Please return every line in the entries below with the word "jchoude" in it.

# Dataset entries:
Start of Block
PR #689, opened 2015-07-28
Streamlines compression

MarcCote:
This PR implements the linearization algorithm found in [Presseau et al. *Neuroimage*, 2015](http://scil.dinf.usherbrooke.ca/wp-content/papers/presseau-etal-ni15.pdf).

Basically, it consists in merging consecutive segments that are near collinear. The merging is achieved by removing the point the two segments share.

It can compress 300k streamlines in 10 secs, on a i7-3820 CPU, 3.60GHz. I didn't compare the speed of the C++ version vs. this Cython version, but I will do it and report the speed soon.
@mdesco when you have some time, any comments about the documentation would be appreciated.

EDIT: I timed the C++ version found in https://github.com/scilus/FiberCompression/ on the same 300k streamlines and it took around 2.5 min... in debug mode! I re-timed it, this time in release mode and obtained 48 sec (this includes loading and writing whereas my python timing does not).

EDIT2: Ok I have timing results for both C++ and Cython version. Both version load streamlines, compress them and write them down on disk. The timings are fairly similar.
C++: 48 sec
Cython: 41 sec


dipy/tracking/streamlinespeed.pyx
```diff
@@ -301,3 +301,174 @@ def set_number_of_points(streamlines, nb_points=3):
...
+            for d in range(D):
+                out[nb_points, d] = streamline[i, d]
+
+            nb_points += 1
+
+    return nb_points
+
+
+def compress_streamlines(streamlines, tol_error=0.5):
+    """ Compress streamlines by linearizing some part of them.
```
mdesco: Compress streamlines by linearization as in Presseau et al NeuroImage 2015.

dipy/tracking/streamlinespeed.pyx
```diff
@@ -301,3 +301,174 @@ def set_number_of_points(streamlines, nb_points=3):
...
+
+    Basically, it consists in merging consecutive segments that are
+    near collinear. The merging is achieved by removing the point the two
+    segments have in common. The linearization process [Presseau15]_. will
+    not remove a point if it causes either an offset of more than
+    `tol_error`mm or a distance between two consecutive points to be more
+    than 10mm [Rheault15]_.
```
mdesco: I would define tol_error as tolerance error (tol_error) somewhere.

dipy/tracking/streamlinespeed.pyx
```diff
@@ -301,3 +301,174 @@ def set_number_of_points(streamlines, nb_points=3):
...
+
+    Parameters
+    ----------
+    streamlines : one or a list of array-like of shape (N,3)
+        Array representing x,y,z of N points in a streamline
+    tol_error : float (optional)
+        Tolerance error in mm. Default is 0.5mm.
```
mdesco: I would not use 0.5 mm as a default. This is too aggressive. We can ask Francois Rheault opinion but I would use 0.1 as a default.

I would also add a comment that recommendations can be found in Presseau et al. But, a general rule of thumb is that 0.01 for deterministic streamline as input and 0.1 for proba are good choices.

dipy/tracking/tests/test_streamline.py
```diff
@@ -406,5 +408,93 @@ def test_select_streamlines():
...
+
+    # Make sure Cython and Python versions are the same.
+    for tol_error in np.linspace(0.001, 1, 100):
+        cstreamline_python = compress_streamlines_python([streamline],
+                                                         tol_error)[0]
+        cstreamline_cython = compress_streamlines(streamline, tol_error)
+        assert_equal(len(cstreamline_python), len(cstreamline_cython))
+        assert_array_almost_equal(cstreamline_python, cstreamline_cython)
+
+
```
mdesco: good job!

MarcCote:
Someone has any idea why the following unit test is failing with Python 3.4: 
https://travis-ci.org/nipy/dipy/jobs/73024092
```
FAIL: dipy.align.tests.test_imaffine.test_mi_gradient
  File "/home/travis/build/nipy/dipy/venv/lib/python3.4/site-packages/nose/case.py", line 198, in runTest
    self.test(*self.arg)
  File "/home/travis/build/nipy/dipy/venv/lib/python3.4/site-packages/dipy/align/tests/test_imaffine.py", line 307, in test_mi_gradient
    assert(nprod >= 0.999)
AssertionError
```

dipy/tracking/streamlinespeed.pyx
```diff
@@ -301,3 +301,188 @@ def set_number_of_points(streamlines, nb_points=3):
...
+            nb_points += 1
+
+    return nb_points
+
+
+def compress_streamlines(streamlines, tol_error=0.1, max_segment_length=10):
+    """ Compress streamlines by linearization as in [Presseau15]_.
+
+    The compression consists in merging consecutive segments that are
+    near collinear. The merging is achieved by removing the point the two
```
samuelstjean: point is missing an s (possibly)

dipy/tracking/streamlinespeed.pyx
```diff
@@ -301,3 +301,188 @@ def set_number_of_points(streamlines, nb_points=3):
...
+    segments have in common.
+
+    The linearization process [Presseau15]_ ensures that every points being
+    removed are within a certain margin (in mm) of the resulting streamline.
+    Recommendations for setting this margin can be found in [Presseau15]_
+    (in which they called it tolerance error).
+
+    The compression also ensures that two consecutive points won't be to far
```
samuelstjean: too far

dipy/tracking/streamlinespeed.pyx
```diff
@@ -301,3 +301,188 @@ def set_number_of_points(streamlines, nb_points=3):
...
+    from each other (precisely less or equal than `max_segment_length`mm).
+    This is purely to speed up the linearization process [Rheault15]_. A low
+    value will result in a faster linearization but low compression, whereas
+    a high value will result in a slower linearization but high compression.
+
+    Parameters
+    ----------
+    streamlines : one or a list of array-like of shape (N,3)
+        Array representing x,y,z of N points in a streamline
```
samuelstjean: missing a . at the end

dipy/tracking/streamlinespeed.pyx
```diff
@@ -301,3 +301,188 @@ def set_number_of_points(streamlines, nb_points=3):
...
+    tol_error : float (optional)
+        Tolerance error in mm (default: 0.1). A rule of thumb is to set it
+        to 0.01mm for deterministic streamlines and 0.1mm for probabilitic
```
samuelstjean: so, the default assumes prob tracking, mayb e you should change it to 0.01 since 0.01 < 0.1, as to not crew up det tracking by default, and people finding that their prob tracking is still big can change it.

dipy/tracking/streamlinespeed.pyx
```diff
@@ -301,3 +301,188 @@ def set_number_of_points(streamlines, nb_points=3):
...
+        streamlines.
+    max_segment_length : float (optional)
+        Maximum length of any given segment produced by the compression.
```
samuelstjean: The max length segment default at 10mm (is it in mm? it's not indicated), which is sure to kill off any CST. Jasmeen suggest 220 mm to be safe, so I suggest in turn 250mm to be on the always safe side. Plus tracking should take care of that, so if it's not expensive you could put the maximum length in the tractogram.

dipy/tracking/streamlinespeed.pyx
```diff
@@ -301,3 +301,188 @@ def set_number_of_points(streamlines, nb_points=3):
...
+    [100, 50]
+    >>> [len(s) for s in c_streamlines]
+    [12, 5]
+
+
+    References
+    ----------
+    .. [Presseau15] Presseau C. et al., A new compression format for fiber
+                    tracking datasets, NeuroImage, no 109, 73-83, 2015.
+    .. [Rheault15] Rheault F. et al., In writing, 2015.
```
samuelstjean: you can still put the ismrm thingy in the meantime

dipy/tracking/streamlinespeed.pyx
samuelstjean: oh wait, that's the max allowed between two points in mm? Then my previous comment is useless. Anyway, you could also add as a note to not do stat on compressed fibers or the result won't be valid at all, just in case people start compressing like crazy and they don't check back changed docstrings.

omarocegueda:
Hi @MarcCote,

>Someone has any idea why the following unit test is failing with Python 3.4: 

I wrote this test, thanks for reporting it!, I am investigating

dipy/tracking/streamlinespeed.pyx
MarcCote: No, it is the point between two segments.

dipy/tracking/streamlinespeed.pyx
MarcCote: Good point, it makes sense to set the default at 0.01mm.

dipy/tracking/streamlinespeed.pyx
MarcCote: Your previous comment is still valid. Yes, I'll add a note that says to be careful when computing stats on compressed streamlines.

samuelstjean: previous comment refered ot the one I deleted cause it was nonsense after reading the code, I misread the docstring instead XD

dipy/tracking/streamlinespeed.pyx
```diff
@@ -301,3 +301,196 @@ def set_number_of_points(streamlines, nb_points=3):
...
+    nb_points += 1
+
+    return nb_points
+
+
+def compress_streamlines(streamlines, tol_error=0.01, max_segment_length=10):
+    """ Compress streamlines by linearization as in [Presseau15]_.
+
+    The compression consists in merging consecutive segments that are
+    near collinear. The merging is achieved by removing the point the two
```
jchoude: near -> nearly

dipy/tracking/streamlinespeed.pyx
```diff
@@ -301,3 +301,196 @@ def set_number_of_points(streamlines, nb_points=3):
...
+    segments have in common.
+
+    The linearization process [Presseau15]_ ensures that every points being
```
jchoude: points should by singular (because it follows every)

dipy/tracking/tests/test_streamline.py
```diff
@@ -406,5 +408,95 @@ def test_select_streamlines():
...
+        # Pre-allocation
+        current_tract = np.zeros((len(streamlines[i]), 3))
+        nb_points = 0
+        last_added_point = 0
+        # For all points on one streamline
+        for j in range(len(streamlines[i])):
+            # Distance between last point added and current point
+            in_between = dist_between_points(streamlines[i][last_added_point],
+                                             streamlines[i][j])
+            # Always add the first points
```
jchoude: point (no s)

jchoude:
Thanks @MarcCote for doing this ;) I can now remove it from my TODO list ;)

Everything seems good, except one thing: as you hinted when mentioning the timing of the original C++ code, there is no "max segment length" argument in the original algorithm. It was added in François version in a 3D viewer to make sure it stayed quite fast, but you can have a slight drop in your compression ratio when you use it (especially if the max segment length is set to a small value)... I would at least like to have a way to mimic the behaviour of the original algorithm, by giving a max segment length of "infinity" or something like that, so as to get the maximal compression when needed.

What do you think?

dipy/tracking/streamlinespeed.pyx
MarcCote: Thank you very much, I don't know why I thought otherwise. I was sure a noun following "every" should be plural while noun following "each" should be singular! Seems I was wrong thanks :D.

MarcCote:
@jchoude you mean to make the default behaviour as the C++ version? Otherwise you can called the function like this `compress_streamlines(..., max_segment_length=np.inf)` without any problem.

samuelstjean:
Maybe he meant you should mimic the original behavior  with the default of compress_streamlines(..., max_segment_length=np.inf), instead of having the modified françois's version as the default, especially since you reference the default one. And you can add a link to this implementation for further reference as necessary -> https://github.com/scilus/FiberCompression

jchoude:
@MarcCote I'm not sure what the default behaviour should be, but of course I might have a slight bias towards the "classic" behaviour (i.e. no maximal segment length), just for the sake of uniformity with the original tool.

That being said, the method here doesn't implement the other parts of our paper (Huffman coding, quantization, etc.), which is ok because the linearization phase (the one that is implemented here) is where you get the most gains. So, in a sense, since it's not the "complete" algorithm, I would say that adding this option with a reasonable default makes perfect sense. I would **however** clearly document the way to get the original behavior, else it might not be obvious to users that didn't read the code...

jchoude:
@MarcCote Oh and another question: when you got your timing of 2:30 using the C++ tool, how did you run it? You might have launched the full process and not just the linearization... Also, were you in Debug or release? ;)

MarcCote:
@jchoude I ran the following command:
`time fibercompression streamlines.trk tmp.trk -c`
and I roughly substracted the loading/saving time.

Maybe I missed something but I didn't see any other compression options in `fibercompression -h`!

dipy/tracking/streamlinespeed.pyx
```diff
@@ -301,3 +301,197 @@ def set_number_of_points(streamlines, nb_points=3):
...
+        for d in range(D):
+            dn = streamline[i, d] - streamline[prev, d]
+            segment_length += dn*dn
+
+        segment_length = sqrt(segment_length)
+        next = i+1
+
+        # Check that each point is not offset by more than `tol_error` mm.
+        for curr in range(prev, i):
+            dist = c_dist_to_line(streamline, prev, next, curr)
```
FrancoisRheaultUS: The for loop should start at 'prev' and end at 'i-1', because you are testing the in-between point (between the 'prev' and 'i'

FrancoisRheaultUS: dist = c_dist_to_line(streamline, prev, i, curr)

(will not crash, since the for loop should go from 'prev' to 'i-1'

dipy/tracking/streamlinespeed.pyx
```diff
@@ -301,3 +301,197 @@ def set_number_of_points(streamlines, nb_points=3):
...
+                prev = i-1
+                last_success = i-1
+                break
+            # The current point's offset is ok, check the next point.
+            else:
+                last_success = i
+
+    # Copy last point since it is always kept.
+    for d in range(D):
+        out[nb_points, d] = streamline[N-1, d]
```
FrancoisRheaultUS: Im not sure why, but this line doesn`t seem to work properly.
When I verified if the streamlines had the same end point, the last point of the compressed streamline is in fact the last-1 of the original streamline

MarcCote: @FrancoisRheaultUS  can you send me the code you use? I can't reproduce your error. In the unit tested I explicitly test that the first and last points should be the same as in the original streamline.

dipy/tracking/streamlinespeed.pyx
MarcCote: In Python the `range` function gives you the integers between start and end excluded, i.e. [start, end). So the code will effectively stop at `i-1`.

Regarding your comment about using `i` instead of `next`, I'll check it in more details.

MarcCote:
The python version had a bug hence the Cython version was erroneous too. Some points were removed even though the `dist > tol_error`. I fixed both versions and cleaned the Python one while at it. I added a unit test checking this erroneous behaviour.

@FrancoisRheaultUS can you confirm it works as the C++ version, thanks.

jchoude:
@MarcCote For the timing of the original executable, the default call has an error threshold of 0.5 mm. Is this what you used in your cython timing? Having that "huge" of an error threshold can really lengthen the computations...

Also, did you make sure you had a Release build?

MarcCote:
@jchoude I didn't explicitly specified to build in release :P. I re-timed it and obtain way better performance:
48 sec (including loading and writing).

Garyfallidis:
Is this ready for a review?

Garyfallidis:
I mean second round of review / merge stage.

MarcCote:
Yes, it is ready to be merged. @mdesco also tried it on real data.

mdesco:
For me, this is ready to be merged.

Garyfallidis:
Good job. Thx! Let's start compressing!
End of Block
# Answer to this exercise:
jchoude: near -> nearly
jchoude: points should by singular (because it follows every)
jchoude: point (no s)
jchoude:
@jchoude you mean to make the default behaviour as the C++ version? Otherwise you can called the function like this `compress_streamlines(..., max_segment_length=np.inf)` without any problem.
jchoude:
jchoude:
@jchoude I ran the following command:
jchoude:
@jchoude I didn't explicitly specified to build in release :P. I re-timed it and obtain way better performance:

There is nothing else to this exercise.